LISTED ENTRIES section start

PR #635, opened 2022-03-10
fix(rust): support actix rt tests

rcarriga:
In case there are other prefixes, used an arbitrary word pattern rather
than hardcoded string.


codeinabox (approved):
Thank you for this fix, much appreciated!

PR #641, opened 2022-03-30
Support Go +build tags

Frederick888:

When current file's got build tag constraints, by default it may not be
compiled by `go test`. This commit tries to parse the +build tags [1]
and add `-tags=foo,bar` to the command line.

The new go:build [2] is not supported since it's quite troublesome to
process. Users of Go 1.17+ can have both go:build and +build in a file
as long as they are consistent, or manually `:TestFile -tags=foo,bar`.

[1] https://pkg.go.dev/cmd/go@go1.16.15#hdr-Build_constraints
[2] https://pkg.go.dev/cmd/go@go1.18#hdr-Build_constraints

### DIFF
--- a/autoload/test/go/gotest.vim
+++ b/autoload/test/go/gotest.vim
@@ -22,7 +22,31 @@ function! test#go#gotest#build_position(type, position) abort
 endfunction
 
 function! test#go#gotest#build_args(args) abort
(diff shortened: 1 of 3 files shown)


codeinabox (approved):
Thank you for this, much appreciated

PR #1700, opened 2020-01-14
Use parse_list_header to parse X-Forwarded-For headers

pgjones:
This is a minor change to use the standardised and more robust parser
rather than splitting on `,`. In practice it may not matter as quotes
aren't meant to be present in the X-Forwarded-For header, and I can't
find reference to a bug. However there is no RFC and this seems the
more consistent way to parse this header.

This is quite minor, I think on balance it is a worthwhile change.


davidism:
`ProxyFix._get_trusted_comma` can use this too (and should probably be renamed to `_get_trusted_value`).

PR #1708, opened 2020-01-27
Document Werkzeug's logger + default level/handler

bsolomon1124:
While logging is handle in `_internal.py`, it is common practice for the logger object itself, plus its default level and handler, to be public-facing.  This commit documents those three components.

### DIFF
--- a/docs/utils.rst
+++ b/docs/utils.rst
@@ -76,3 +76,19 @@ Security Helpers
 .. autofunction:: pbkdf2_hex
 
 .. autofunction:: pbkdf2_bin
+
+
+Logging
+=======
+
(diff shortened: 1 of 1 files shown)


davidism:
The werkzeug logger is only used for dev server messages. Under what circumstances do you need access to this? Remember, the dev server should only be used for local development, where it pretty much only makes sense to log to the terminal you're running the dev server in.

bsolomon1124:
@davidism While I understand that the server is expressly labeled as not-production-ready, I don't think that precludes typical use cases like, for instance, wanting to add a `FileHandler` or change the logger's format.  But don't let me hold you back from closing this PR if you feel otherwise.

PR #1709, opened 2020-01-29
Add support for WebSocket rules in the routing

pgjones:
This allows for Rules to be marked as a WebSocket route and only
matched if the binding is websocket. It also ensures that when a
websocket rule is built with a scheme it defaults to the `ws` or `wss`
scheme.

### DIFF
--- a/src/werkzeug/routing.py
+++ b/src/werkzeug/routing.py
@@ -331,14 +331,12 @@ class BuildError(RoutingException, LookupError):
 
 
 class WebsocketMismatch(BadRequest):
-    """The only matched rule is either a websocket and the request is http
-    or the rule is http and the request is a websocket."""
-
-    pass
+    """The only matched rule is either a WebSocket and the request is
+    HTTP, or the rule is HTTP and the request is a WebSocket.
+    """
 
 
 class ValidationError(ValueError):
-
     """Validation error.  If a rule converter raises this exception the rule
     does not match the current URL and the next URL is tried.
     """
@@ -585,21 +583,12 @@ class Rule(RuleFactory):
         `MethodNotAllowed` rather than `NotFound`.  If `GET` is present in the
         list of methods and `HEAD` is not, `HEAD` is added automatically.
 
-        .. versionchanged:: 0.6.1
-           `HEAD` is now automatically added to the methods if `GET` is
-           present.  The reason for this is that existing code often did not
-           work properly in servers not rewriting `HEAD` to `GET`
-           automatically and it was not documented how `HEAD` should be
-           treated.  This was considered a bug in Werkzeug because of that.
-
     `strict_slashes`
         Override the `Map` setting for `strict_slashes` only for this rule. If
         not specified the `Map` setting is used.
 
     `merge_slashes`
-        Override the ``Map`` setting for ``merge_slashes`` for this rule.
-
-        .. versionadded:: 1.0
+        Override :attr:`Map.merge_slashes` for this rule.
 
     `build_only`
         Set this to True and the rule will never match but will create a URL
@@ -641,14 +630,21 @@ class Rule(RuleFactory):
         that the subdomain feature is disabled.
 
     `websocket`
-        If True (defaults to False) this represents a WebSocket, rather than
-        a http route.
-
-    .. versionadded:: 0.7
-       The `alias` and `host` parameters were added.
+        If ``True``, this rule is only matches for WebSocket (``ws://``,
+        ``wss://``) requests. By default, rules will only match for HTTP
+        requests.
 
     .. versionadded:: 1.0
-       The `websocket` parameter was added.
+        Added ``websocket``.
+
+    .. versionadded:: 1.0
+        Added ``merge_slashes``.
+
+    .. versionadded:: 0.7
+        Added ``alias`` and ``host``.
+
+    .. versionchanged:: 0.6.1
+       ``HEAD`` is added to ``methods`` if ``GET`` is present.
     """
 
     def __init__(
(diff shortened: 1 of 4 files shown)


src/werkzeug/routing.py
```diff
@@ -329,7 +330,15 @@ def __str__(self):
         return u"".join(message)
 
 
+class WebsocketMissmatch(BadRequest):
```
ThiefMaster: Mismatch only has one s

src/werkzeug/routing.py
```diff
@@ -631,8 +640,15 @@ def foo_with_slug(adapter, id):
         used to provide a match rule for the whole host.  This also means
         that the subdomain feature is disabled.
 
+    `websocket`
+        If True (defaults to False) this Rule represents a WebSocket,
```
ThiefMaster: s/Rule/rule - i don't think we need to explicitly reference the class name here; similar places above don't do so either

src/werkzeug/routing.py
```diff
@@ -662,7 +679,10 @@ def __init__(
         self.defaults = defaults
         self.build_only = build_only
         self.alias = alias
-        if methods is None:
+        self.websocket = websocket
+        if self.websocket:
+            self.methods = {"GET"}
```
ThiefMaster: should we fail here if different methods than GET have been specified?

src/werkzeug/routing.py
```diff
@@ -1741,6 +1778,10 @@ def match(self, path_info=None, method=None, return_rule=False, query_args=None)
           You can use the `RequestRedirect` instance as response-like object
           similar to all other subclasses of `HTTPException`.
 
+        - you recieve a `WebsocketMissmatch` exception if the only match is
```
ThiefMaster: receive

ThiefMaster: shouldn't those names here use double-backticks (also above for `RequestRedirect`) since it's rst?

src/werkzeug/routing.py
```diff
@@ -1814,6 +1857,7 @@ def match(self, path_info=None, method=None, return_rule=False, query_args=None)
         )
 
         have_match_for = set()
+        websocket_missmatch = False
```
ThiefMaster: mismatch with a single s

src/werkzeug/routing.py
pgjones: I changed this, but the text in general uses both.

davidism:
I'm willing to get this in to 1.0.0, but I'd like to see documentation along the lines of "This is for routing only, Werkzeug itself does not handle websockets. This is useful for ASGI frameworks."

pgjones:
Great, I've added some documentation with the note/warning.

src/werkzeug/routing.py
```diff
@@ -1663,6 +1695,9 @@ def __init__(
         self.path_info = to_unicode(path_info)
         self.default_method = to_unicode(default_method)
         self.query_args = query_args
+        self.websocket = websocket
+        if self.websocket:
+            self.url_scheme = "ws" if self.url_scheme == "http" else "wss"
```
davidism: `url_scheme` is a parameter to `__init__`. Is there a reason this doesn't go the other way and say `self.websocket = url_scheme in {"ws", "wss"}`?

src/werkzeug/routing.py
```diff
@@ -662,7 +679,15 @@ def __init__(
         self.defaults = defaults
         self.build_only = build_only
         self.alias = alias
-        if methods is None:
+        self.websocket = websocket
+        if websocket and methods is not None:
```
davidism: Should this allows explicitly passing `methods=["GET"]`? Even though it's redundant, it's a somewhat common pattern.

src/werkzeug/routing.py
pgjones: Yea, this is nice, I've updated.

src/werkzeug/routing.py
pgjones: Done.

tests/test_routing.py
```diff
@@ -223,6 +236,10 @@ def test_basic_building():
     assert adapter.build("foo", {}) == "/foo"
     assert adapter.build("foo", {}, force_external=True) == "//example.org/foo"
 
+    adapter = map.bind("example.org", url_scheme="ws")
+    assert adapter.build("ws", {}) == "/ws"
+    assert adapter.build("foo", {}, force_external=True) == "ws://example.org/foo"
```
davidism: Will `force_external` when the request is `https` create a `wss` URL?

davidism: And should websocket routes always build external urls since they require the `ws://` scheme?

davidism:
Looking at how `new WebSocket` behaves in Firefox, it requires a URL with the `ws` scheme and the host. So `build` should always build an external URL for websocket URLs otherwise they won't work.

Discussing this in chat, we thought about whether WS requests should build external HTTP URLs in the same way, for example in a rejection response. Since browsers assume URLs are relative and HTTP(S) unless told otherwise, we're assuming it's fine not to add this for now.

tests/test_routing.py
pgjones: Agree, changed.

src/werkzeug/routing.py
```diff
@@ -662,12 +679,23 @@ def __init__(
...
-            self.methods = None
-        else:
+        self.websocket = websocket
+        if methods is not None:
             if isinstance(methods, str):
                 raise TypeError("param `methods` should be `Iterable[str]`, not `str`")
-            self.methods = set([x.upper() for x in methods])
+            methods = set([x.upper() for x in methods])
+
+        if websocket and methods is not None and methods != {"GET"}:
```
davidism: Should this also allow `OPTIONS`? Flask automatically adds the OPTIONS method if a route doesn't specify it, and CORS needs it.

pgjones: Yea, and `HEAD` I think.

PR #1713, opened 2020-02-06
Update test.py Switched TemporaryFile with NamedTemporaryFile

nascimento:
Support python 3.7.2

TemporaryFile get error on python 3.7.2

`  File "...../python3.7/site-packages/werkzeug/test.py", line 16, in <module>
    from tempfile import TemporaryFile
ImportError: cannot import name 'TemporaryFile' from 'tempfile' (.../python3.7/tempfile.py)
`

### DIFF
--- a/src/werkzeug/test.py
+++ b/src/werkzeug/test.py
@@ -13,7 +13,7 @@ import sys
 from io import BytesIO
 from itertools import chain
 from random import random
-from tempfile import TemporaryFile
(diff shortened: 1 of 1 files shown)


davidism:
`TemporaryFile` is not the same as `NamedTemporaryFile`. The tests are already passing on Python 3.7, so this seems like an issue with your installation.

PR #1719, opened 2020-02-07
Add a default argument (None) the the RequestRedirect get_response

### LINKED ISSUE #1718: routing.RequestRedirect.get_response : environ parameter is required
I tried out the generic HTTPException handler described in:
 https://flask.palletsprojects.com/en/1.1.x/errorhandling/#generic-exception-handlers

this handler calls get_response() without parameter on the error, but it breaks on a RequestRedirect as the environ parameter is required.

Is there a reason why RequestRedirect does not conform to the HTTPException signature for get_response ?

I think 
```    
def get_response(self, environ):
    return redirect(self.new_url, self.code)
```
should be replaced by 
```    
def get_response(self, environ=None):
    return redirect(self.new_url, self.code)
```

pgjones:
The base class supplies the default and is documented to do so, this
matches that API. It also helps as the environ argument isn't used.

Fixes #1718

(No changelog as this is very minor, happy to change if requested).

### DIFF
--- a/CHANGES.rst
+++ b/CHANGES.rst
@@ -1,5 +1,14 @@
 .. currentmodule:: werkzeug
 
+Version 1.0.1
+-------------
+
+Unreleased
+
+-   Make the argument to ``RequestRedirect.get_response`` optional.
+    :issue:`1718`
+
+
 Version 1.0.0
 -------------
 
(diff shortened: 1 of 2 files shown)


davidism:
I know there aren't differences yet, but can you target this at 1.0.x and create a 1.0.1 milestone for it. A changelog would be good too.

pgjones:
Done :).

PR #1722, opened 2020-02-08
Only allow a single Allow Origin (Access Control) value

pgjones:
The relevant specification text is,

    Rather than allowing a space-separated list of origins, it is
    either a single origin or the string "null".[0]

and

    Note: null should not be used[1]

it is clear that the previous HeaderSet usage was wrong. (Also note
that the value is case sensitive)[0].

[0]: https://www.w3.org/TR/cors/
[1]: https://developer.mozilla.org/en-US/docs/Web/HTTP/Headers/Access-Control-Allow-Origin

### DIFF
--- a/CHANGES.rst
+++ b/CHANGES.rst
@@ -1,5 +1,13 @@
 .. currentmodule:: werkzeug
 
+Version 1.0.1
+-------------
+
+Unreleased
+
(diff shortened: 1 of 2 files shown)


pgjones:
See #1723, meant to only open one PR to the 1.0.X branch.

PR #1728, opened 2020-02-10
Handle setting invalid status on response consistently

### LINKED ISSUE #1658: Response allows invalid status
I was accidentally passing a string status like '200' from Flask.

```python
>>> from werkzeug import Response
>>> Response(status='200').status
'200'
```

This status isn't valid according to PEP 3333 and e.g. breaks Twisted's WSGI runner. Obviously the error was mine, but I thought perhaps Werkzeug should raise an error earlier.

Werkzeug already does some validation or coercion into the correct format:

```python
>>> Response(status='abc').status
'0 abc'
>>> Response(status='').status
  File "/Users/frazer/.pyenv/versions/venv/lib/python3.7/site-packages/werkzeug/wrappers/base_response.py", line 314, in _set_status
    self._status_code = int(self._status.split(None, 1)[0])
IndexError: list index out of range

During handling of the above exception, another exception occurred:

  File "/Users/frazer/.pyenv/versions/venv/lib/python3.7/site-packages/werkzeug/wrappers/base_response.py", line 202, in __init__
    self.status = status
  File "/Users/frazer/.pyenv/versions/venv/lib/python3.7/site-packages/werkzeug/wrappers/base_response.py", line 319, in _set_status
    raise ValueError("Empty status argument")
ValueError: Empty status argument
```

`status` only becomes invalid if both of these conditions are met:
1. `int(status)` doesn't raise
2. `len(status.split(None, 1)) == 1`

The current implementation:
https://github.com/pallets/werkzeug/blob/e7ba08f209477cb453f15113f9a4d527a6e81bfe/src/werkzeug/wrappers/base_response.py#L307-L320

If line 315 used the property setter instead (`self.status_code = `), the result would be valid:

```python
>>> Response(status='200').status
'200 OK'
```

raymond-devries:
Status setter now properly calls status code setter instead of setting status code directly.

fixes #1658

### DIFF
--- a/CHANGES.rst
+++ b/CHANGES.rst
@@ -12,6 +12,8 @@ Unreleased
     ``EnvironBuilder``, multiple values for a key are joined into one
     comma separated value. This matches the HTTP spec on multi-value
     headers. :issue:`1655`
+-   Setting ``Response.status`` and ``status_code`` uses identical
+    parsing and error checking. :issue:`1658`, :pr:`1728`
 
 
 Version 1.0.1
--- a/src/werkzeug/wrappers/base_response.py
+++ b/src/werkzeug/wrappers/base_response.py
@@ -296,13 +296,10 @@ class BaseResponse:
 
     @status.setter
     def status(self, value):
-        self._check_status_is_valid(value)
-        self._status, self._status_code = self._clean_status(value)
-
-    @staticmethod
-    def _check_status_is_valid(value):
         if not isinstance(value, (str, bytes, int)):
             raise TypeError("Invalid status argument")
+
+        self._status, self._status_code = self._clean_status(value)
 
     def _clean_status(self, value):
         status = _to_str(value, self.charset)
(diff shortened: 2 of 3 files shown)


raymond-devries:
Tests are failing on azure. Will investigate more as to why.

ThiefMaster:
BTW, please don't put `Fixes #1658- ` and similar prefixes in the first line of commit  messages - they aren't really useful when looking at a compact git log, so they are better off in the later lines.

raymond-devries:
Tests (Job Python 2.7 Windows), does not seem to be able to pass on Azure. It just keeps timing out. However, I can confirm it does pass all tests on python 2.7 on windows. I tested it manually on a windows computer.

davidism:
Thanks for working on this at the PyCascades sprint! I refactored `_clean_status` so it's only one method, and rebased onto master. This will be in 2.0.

LISTED ENTRIES section end

TASK DIRECTIONS => Print the lines above from the one with "when the request" through the one with "Looking at how", both included, exactly as written and nothing more.

RESPONSE AREA =>
davidism: Will `force_external` when the request is `https` create a `wss` URL?

davidism: And should websocket routes always build external urls since they require the `ws://` scheme?

davidism:
Looking at how `new WebSocket` behaves in Firefox, it requires a URL with the `ws` scheme and the host. So `build` should always build an external URL for websocket URLs otherwise they won't work.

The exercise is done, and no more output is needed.